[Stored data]
PR #58312, opened 2023-11-14
Code Navigation: clean up prev next buttons

jasonhawkharris:
Better looking previous and next buttons for blob view search. Now more closely resembles safari's find feature.
 
Before: 
Screenshot 2023-11-14 at 3 06 47 PM

After:
Screenshot 2023-11-14 at 3 07 16 PM

## Test plan
Manual testing in light and dark mode.

### DIFF
--- a/client/web/src/repo/blob/codemirror/search.module.scss
+++ b/client/web/src/repo/blob/codemirror/search.module.scss
@@ -1,0 +1,10 @@
+.bgroup-left {
+    border-top-right-radius: 0%;
+    border-bottom-right-radius: 0%;
+}
+
+.bgroup-right {
+    border-top-left-radius: 0%;
+    border-bottom-left-radius: 0%;
+    border-left: none;
+}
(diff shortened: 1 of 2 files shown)


client/web/src/repo/blob/codemirror/search.module.scss
```diff
@@ -0,0 +1,10 @@
+.bgroup-left {
+    border-top-right-radius: 0%;
```
vovakulikov, line 2: I thought that our stylist should catch this but just FYI (I don't have problems with it) with zero values you can omit units so `border-top-right-radius: 0;`

vovakulikov (approved):
Thanks!

client/web/src/repo/blob/codemirror/search.module.scss
jasonhawkharris: Good to know!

Your objective:
Return, from the data above, each line in which the string "module" appears.

Result:
--- a/client/web/src/repo/blob/codemirror/search.module.scss
+++ b/client/web/src/repo/blob/codemirror/search.module.scss
client/web/src/repo/blob/codemirror/search.module.scss
client/web/src/repo/blob/codemirror/search.module.scss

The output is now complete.